These are random notes as I'm understanding how ggplot is put together (and
also learn a bit more concretely about GG itself).

The geom_abline example shows how if the data supplied to the geom function is vector with regards to the dimensionality of the geom, then it broadcasts.  I wonder how R is implementing this under the hood, or if it's some special case code.

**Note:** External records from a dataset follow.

PR #6387, opened 2025-01-17
refactor(util): merge withRetries and waitUntil

nkomonen-amazon:
## Problem:

We had 2 different implementation of similar code, between withRetries and waitUntil.

We couldn't easily merge them though since behavior was slightly different when it came to expected return types, and since one threw and the other did not.

- waitUntil returns undefined if it never properly resolves
- withRetries throws if it never properly resolves

## Solution:

As a solution we keep both methods but they share the same underlying code.

- waitUntil now has a backoff field to increase the delta between intervals
  - withRetries also has this
- withRetries will retry even on a thrown exeception
  - on timeout it will throw the last exception it encountered

---

### DIFF
--- a/packages/core/src/shared/utilities/timeoutUtils.ts
+++ b/packages/core/src/shared/utilities/timeoutUtils.ts
@@ -222,9 +222,9 @@ interface WaitUntilOptions {
     /** A backoff multiplier for how long the next interval will be (default: None, i.e 1) */
     readonly backoff?: number
     /**
-     * Only retries when an error is thrown, otherwise returning the result regardless of truthiness.
-     * - Ignores 'truthy' arg
-     * - If the timeout is reached it will throw the last error
+     * Only retries when an error is thrown, otherwise returning the immediate result.
+     * - 'truthy' arg is ignored
+     * - If the timeout is reached it throws the last error
      * - default: false
      */
     readonly retryOnFail?: boolean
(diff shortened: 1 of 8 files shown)


justinmk3:
> withRetries throws if it never properly resolves

can this behavior be controlled by a flag on `waitUntil`, so we don't need both functions?

packages/core/src/shared/utilities/timeoutUtils.ts
```diff
@@ -219,43 +220,116 @@ interface WaitUntilOptions {
...
+    /** A backoff multiplier for how long the next interval will be (default: None, i.e 1) */
+    readonly backoff?: number
+}
+
+interface WithRetriesOptions extends WaitUntilOptions {
+    /**
+     * Ignore intermediate errors thrown by fn(). If timeout it reached, it will throw the last error.
+     * (default: true)
+     */
+    readonly catch?: boolean
```
justinmk3, line 232: can waitUntil gain this flag?

packages/core/src/shared/utilities/timeoutUtils.ts
```diff
@@ -219,40 +219,102 @@ interface WaitUntilOptions {
...
+    readonly retryOnFail?: boolean
 }
 
+export const waitUntilDefaultTimeout = 2000
+export const waitUntilDefaultInterval = 500
+
 /**
  * Invokes `fn()` until it returns a truthy value (or non-undefined if `truthy:false`).
  *
+ * Also look at {@link withRetries} to be able to retry on failures.
```
jpinkney-aws, line 239: I guess this comments no longer relevant since it looks like withRetries is now removed

jpinkney-aws (approved):

packages/core/src/shared/utilities/timeoutUtils.ts
nkomonen-amazon: Thanks for catching, fixed

PR #800, opened 2025-05-05
STR-1308: EVM state diff(snapshot) prototype

evgenyzdanovich:
## Description

A prototype impl of EVM DA using state "snapshot" (without compression).

What's meant by "snapshot" is: current impl of EVM DA does not use **diffs**, but rather **sets** a new state every time (without diffing currently).
 
The impl also:
- defines broad structs and mechanism for capturing state related pieces.
- contains a tested implementation of state reconstruction based only on batch snapshots (diffs in the future).

P.S. Once [basic DA diff library](https://github.com/alpenlabs/strata/pull/807) is settled, an additional lift to use diffs should be somewhat minimal. 

### Type of Change

- [ ] Documentation update
- [ ] Refactor
- [x] New or updated tests
- [ ] Dependency Update

## Checklist


crates/reth/statediff/src/lib.rs
```diff
@@ -0,0 +1,316 @@
...
+            contracts: value.contracts,
+        }
+    }
+}
+
+/// A representation of several [`BlockStateDiff`] ready to be serialized and posted on DA.
+///
+/// N.B. "original" counterparts are needed to correctly construct the [`BatchStateDiff`]
+/// for the range of blocks and not include changes for the keys whose values
+/// were changed inside batch, but end up having the same value as before the batch.
```
delbonis, line 30: This seems like it's not just a diff then?  We should have some builder type that remembers the original values and tracks modifications we're making, comparing against the originals, and updates an inner diff structure we extract at the end?

crates/reth/statediff/src/lib.rs
```diff
@@ -0,0 +1,316 @@
...
+            }
+
+            let original_acc_storage = self.original_storage_slots.entry(*addr).or_default();
+            let cur_acc_storage = self.storage_slots.entry(*addr).or_default();
+
+            for (key, value) in &acc.storage {
+                // Update original account storage if seen for the first time in the batch.
+                if !original_acc_storage.contains_key(key) {
+                    original_acc_storage.insert(*key, value.original_value());
+                }
```
delbonis, line 87: There's this weirdness here when we merge these diffs because we have to carry along the extra originals information inside the diff.  What happens if the two diffs have different originals?  That would probably be a bug, but this feels weird to me.

delbonis (changes requested):
I'm not sure what from this design comes out of how the exex API is designed.  Including tracking in the `BatchStateDiff` structure feels undesirable, see comments

I know this is a prototype and that's why we're using serde for it, but that seems like a *huge* overhead.  At least adding `#[serde(rename = ...)]` to fields to make them encode as single chars would slim this down and skipping serializing entries in `AccountInfo` if they're unchanged.

Should we also include in the prototype a checker/applicator that applies the diff on top of a previous state and ensures it matches a final state?  It would be nice to have that since that's how I imagine the flow in the proof would be more like, instead of recomputing the diff while checking the blocks and checking it matches a hash passed.

crates/reth/statediff/src/lib.rs
evgenyzdanovich: Well, agree. Introduced a thin builder type that does pretty much the same.

crates/reth/statediff/src/lib.rs
evgenyzdanovich: I mean, this weirdness, IIUC, is imposed by the exex interface. If that happens - it pretty much means there's a bug in there.

evgenyzdanovich:
@delbonis @MdTeach added some logic to reconstruct the state root based off of the batch diffs. 
Please note - the logic is very raw and not yet tested, but feel free to take a look and leave suggestions.

I'm working on proper testing of reconstructing logic - both unit and esp fntests.

crates/reth/db/src/rocksdb/schema.rs
```diff
@@ -8,3 +8,13 @@ define_table_with_seek_key_codec!(
...
 );
+
+define_table_with_seek_key_codec!(
+    /// store of block state diff data. Data stored as serialized bytes for directly serving in rpc
+    (BlockStateDiffSchema) B256 => Vec<u8>
+);
+
+define_table_with_seek_key_codec!(
+    /// block number => hash mapping for easier testing.
+    (BlockNumberByHash) u64 => Vec<u8>
```
delbonis, line 19: Shouldn't this be `u64 => B256`?  And wouldn't it be called `BlockHashByNumber`?  I'm not sure of the real schema here.

crates/reth/statediff/src/state.rs
```diff
@@ -0,0 +1,126 @@
...
+    storage_trie: HashMap<Address, MptNode>,
+}
+
+use thiserror::Error as ThisError;
+
+#[derive(ThisError, Debug)]
+/// A concrete error that may happen during state reconstruction.
+pub enum StateError {
+    #[error("Mpt Error: {0}")]
+    MptError(#[from] strata_mpt::Error),
```
delbonis, line 21: In the main strata repo we've been doing this as

```
/// docs
#[derive(Debug, ThisError)]
pub enum StateError {
    #[error("mpt: {0}")]
    ...
```

not sure what the proper style in here *ought* be.

crates/reth/statediff/src/state.rs
```diff
@@ -0,0 +1,126 @@
+use std::collections::HashMap;
+
+use revm_primitives::{alloy_primitives::Address, B256, U256};
+use strata_mpt::{keccak, MptNode, StateAccount, EMPTY_ROOT};
+
+use crate::BatchStateDiff;
+
+/// An (in-memory) representation of the EVM state reconstructed only from [`BatchStateDiff`].
+#[derive(Clone, Default, Debug)]
+pub struct StateReconstructed {
```
delbonis, line 10: `ReconstructedState`?

Also the order of items in this module is weird and split up into different parts.

crates/reth/statediff/src/state.rs
```diff
@@ -0,0 +1,126 @@
...
+
+        // Adjust accounts based on the accounts into and its slots.
+        for (address, account_info) in batch_diff.accounts {
+            let acc_info_trie_path = keccak(address);
+            if account_info.is_none() {
+                // Account was actually destructed.
+                self.state_trie.delete(&acc_info_trie_path)?;
+                continue;
+            }
+            let account_info = account_info.unwrap();
```
delbonis, line 53: Could write this as

```rs
let Some(account_info) = account_info else {
    // was deleted
    ...
    continue;
};

...
```

crates/reth/rpc/src/rpc.rs
```diff
@@ -42,4 +43,38 @@ where
...
         res.map_err(to_jsonrpsee_error("Failed fetching witness"))
     }
+
+    fn get_block_state_diff(&self, block_hash: B256) -> RpcResult<Option<BlockStateDiff>> {
+        self.db
+            .get_state_diff_by_hash(block_hash)
+            .map_err(to_jsonrpsee_error("Failed fetching block state diff"))
+    }
+
+    fn get_state_root_by_diffs(&self, block_number: u64) -> RpcResult<Option<B256>> {
```
delbonis, line 53: I would call this `_via_diffs`.  Saying "by" here implies that the diffs are a key we're looking up the state root by.

delbonis (changes requested):
Somewhat more minor changes.

I am curious about how this will lead into DA based state reconstruction?  Do we have an alternate set of stages for that?  I'm not sure what infra there is.

crates/mpt/Cargo.toml
```diff
@@ -0,0 +1,18 @@
+[package]
+edition = "2021"
+name = "strata-mpt"
+version = "0.1.0"
```
storopoli, line 4: Can we add a description? I cannot keep count on how many TLAs we have so far... What is MPT?

crates/reth/exex/src/state_diff_exex.rs
```diff
@@ -0,0 +1,75 @@
...
+                .put_state_diff(block_hash, block_number, &state_diff)
+            {
+                error!(?err, ?block_hash);
+                break;
+            }
+
+            finished_height = Some(BlockNumHash::new(block_number, block_hash))
+        }
+
+        Ok(finished_height)
```
storopoli, line 57: If the db operation has an `Error` then the function merrily returns an `Ok(Some(T))` instead of `Error`, is that really intended? Because the state diff is not in the DB and the function clearly succeed?

storopoli (changes requested):

crates/reth/db/src/rocksdb/schema.rs
evgenyzdanovich: I'm not sure why, but having `B256` as a value (instead of `Vec<u8>`) doesn't work with macro.

crates/reth/rpc/src/rpc.rs
evgenyzdanovich: done

crates/reth/statediff/src/state.rs
evgenyzdanovich: done. Also made some effort to put structure into this new crate and move pieces into moreless logical parts.

crates/reth/statediff/src/state.rs
evgenyzdanovich: Sure, changed for consistency.

crates/reth/statediff/src/state.rs
evgenyzdanovich: oh yeah, my c++ roots sometimes show up in different places, but I do agree it's much more rustean way. thanks!

crates/reth/exex/src/state_diff_exex.rs
evgenyzdanovich: Yeah, that's the intent. Could your expand why it can be problematic or propose a better way please?

crates/mpt/Cargo.toml
evgenyzdanovich: Sure, no problem. It's Merkle Patricia Trie.

evgenyzdanovich:
> I am curious about how this will lead into DA based sync? Do we have an alternate set of processing stages for that? I'm not sure what infra there is.

@delbonis I have taken a deep look at it, but it seems we gotta build a set of processing stages (given that we have plans to allow DA based sync)

crates/reth/exex/src/state_diff_exex.rs
delbonis: I feel like we don't want to lose these payloads.

crates/reth/db/src/rocksdb/schema.rs
delbonis: Oh is B256 not serializable according to their codec types?

crates/mpt/Cargo.toml
storopoli: Oh now it makes total sense. Yeah MPTs of course... But the description is very welcomed.

delbonis (approved):
I think all the major issues I looked at earlier have been dealt with so I'm approving this now, but I'm not sure what the next steps are and if those maybe make sense to do here and now.  Do you have an idea of what else is needed here?

delbonis:
Like obviously sync is a next step but that feels like we'd want it to be a different PR.  And/or making a more advanced RPC control interface.

bewakes (approved):
Just got a chance to look closely into this today. Seems like a lot of things are already in place. Great work!

crates/reth/db/src/rocksdb/schema.rs
evgenyzdanovich: Well, it seems like it's not serializable.

crates/reth/exex/src/state_diff_exex.rs
evgenyzdanovich: well, that's exactly what's being achieved here. We send the event `ExExEvent::FinishedHeight(finished_height)` only for the block height that has been committed to the db.

crates/reth/statediff/src/state.rs
evgenyzdanovich: @storopoli Well, the original comment from Trey was more about whether to put comment before `#[derive]` or after, it's **not** about error handling in IIUC.

storopoli: Yeah I was probably very tired. This is obvious. Sorry about this.
My original intention was to give awareness to the fact that we don't have a proper guidelines on how to do error structs, enums etc with `thiserror` in our guidelines.
I am resolving this for now.

storopoli (approved):
ACK 1edbb1d3b7f516708961567ead18b325be82c1c4

barakshani:
LGTM!

prajwolrg (approved):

Some functions have parameters that control the widget's appearance, and which can oftentimes accept any aesthetic.


-----------


  Data(mydata):
    PanelGrid:
      cols: f1   # These are attributes of the PanelGrid itself
      rows: f2
      
      # These aesthetic parameters are templates for the geoms contained
      # within the PanelGrid.  There is a separate instance of each geom
      # for each of the factors in each of the aesthetic parameters below.
      # When multiple parameters are faceted like this, there is a cartesian
      # product of possibilities created.
      color: f3
      size: f4

      # To avoid the Cartesian product/combinatoric explosion of different
      # factors, use the set algebra operators:
      color: f3 + f4
      size: f3 + f4

      # Alternatively:
      color, size, linedash: f3 / f4

      ## It is also possible to define an explicit named grouping 

      # Basic plot:
      Dot:
        x: m1
        y: m2

      # Inheritance from other plots, via naming
      scatter = Dot(x=m1, y=m2)
      Wedge(scatter):   # inherits x,y from scatter
        r1 = m3
        r2 = m4
        color = m5

      # Composition - referencing other instances of a data series
      Area:
        left: m1
        right: m1+10
        
        bottom: m2+parent(PanelGrid).index

      # Related panels - walk up the containment hierarchy


------------

    with bokeh.Data(mydata):
        grid = bokeh.facet_grid(cols=factor1, rows=factor2)
        grid.style(color=factor3, size=factor4)

        # Alternatives:
        # grid.style(bokeh.style(color=factor3+factor4))
        # grid.style(bokeh.style(color=bokeh.blend(f3, f4)))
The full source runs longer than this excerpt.